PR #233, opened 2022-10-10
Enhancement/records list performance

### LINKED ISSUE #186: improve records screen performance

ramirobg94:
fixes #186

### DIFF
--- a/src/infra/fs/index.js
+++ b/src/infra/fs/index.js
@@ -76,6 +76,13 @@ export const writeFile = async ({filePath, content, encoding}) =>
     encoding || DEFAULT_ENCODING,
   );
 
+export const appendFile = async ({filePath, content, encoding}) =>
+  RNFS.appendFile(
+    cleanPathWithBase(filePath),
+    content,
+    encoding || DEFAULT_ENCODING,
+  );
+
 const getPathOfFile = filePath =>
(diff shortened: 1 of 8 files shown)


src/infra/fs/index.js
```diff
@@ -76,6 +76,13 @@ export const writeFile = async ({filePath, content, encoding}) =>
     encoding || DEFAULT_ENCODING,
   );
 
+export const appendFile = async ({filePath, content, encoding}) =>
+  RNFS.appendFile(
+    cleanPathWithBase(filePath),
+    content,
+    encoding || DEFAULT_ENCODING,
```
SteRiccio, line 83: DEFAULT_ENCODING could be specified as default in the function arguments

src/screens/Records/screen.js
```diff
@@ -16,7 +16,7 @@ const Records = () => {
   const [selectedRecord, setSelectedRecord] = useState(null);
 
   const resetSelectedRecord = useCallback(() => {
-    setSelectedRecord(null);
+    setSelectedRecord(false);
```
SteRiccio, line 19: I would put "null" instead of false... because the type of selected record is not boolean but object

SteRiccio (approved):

++++++++++++++++++++

Repeat the records above exactly as they appear.

PR #233, opened 2022-10-10
Enhancement/records list performance

### LINKED ISSUE #186: improve records screen performance

ramirobg94:
fixes #186

### DIFF
--- a/src/infra/fs/index.js
+++ b/src/infra/fs/index.js
@@ -76,6 +76,13 @@ export const writeFile = async ({filePath, content, encoding}) =>
     encoding || DEFAULT_ENCODING,
   );
 
+export const appendFile = async ({filePath, content, encoding}) =>
+  RNFS.appendFile(
+    cleanPathWithBase(filePath),
+    content,
+    encoding || DEFAULT_ENCODING,
+  );
+
 const getPathOfFile = filePath =>
(diff shortened: 1 of 8 files shown)


src/infra/fs/index.js
```diff
@@ -76,6 +76,13 @@ export const writeFile = async ({filePath, content, encoding}) =>
     encoding || DEFAULT_ENCODING,
   );
 
+export const appendFile = async ({filePath, content, encoding}) =>
+  RNFS.appendFile(
+    cleanPathWithBase(filePath),
+    content,
+    encoding || DEFAULT_ENCODING,
```
SteRiccio, line 83: DEFAULT_ENCODING could be specified as default in the function arguments

src/screens/Records/screen.js
```diff
@@ -16,7 +16,7 @@ const Records = () => {
   const [selectedRecord, setSelectedRecord] = useState(null);
 
   const resetSelectedRecord = useCallback(() => {
-    setSelectedRecord(null);
+    setSelectedRecord(false);
```
SteRiccio, line 19: I would put "null" instead of false... because the type of selected record is not boolean but object

SteRiccio (approved):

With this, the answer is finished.